**Goal of the exercise:**
The records sit below. Return every line in them that holds the word "jozzsi".

Segment Open

PR #445, opened 2024-07-01
ci: drop network-manager from Debian Docker image

LaszloGombos:
## Changes

The network-manager version in Debian stable does not yet support dracut's network-manager module.
Debian trixie resolved this issue, but for the CI we prefer to use Debian stable.

Ubuntu CI container already has the fix and we will be using Ubuntu to test network-manager  dracut module.

This PR will allow to run the test with the default network module, which now will default to systemd-networkd for Debian CI container.

Historical context: https://github.com/dracutdevs/dracut/pull/2123

## Checklist

CC @bdrung

### DIFF
--- a/test/container/Dockerfile-Debian
+++ b/test/container/Dockerfile-Debian
@@ -41,7 +41,6 @@ RUN apt-get update -y -qq && apt-get upgrade -y -qq && apt-get install -y -qq --
     multipath-tools \
     nbd-client \
     nbd-server \
-    network-manager \
     nfs-kernel-server \
     ntfs-3g \
     open-iscsi \


Conan-Kudo:
Why _do_ we prefer Debian stable? Does anyone backport the latest dracut to Debian stable?

LaszloGombos:
> Why _do_ we prefer Debian stable? Does anyone backport the latest dracut to Debian stable?

I think this is reasonable to reconsider and re-discuss, but from my point of view Debian stable CI gives the project the lowest common denominator that dracut still supports here upstream. 

When removing support for older dependencies (kernel, udev, systemd, etc) and the change does NOT break Debian Stable CI, that gives confidence to be able to make the change.

There is a bit of documentation what are the purpose of each CI containers - https://github.com/dracut-ng/dracut-ng/wiki/Dracut-development#test-containers .

Debian is one of the few that is not rolling.

LaszloGombos:
> Does anyone backport the latest dracut to Debian stable?

I think so - https://backports.debian.org/

LaszloGombos:
This is "only" an issue temporary (for one more year), so closing.

PR #447, opened 2024-07-02
test: do not disable selinux for tests

LaszloGombos:
## Changes

In general, CI should be testing what most users - which is usually the default configuration. 
In this case, it also make test coverage higher with selinux potentially enabled.

## Checklist


LaszloGombos:
@bdrung Do you see any concern with this PR ? Would this PR interfere with the testing as part of packaging ?

bdrung (approved):
Looks good. In case tests fail afterwards, the underlying reason should be fixed instead of disabling SELinux.

Conan-Kudo (approved):

PR #454, opened 2024-07-03
Create a documentation site

ianw:
This is a proposal to create a documentation site with Antora (https://antora.org/) which works with the existing asciidoc files.

As motivation; there is a somewhat difficult to navigate (due to length and no indexing) single .html file made already, and a wiki page that is kept separately and links back to several docs, which can be viewed via github's rendering.  I'm of the feeling that incorporating docs into the main workflow leads to a better outcome, especially taking advantage of pipelines to publish on commit ensuring things are kept up-to-date.

One change this seems to require is s/.asc/.adoc/ for antora to pick up everything correctly.  This is a bit annoying but workable.  Otherwise it's a little framework stuff and some minor syntax fixes to some of the files and "make doc_site" outputs the site in build/.  man/dracut.asc becomes the index page; everything else remains in place where it was.

I know little about nodejs and not found it onerous to figure out; "nodejs" installed by your distro and "npx antora" "just works"; it's very self-contained.

I've included the sample github workflow to publish it to github pages on commit taken from the Antora docs -- it may need tweaking by project admins.

The output is basic but functional.  The nice thing about a framework like this is the almost limitless options for improvement :)

I've put a sample @ https://people.redhat.com/~iwienand/dracut-web/dracut/


pvalena (approved):
LGTM, although https://people.redhat.com/~iwienand/dracut-web/dracut/ does not render for me, so I can't say it works.

LaszloGombos:
>  there is a somewhat difficult to navigate (due to length and no indexing) single .html file made already

This is a good PR to discuss if we should continue to maintain https://github.com/dracut-ng/dracut-ng/blob/main/dracut.html in the tree. This impacts packaging, so ideally we get some feedback on this from distributions.

This html is also currently hosted here https://dracut-ng.github.io/dracut.html

AndrewAmmerlaan (approved):
> Removing this html file would impacts packaging, so ideally we get some feedback on this from distributions.

The Gentoo ebuild installs that html file, but I don't think it is a huge issue to drop that and add an extra link to `HOMEPAGE` instead.

LaszloGombos:
If this PR land would the existing Makefile rule still work - https://github.com/dracut-ng/dracut-ng/blob/main/Makefile#L131 or it needs to be changed together with this PR ?

ianw:
> LGTM, although https://people.redhat.com/~iwienand/dracut-web/dracut/ does not render for me, so I can't say it works.
> 
> **EDIT: it did render in the end; looks fine**

Thanks, I feel certain that it's possible to have this render a sample document in the CI workflow for any changes, although exactly how I'm not sure :)

ianw:
> If this PR land would the existing Makefile rule still work - https://github.com/dracut-ng/dracut-ng/blob/main/Makefile#L131 or it needs to be changed together with this PR ?

This is a good point, I've left a non-working `dracut.html` target in the `Makefile`.  I'll push with that removed for clarity.

bdrung (approved):
Asciidoc seems to be a nice format and I have no objection of going into that direction.

jozzsi:
@ianw  - I am wondering what was hour reasoning to drop dracut.css ? You did not like the existing css styling or Antora does not have the ability to customize css the same way as the existing customization. 

I think dropping dracut.css is good idea as the default style respond better to different window sizes as the custom dracut.css, but wanted to also understand your motivation.

ianw:
> @ianw - I am wondering what was hour reasoning to drop dracut.css ? You did not like the existing css styling or Antora does not have the ability to customize css the same way as the existing customization.

TBH I didn't even really consider customising; I was just getting something that worked.

Antora can include custom CSS;  it's not 100% straight forward as you have to add it into the default site template, but doable.  The way I've done it before

Add

```
<link rel="stylesheet" href="{{{uiRootPath}}}/css/site.css">
<link rel="stylesheet" href="{{{siteRootPath}}}/css/local.css">
```

to ```supplemental-ui/partials/head-styles.hbs``` to source the default stylesheet and a custom one.

add

```yaml
static_files:
  - css/local.css
```

to ship the static file, and finally add ```supplemental-ui/css/local.css```

I'm a little behind at the moment but can look at fixing up merge conflicts and adding appropriate bits "soon"

ianw:
> @ianw - I am wondering what was hour reasoning to drop dracut.css ? You did not like the existing css styling or Antora does not have the ability to customize css the same way as the existing customization.

In the latest push I've very lightly styled it to use the same blue as the old site just for continuity.  I'm sure some of `docs/` might work in the site but I haven't moved any of that, yet.

Screenshot 2024-10-07 at 15-00-06 dracut 103 Dracut

README.md
```diff
@@ -29,8 +29,7 @@ subdirectory, and use functionality provided by dracut-functions to do their
 work.
 
 Documentation:
- - [Introduction](man/dracut.adoc)
- - [User Manual](man/dracut.usage.adoc)
+ - https://dracut-ng.github.io/dracut/
```
jozzsi, line 32: Can this be simply `https://dracut-ng.github.io/` instead ?

dracut.html
```diff
@@ -1,4202 +0,0 @@
-<?xml version="1.0" encoding="UTF-8"?>
```
jozzsi, line 1: I like @Nowa-Ammerlaan 's suggestion here - https://github.com/dracut-ng/dracut-ng/pull/454#pullrequestreview-2156383133

ianw: OK this would just be something for packagers to note?  The latest change does remove the .html to avoid confusion over what's the current documentation

README.md
ianw: p.s. updated site is now at simply

https://people.redhat.com/~iwienand/dracut-web/

dracut.html
ianw: Ok, per https://github.com/dracut-ng/dracut-ng/pull/454#issuecomment-2416778507 I've rebased this, retaining the removal of the `dracut.html` file

PR #455, opened 2024-07-03
docs: correct shutdown path disucssion

ianw:
Since 4f03054e540427682221e4c62b4d44f79424e38a, these shutdown steps have been in response to the ExecStop= called from the sysinit.target.

Correct the doc in the two places it mentions this.


LaszloGombos (approved):
LGTM

PR #457, opened 2024-07-04
fix(systemd): check for systemd-vconsole-setup.service

LaszloGombos:
## Changes

Make systemd consistent with [systemd-ask-password](https://github.com/dracut-ng/dracut-ng/blob/main/modules.d/01systemd-ask-password/module-setup.sh#L51)

Resolves the following error on Debian based systems

```
Failed to add dependency on unit, unit systemd-vconsole-setup.service does not exist.
Failed to add dependency on unit, unit systemd-vconsole-setup.service does not exist.
```

## Checklist


bdrung (approved):
LGTM

Conan-Kudo (approved):

PR #464, opened 2024-07-05
test: enable serial console for all test runs

bdrung:
## Changes

Enable serial console for all test runs to ease debugging.

## Checklist


bdrung:
Oh, drop that. All those cases use `TEST_KERNEL_CMDLINE` which sets the console. So this was fixed after the 102 release.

Segment Closed

**Solved exercise:**
jozzsi:
jozzsi, line 32: Can this be simply `https://dracut-ng.github.io/` instead ?
jozzsi, line 1: I like @Nowa-Ammerlaan 's suggestion here - https://github.com/dracut-ng/dracut-ng/pull/454#pullrequestreview-2156383133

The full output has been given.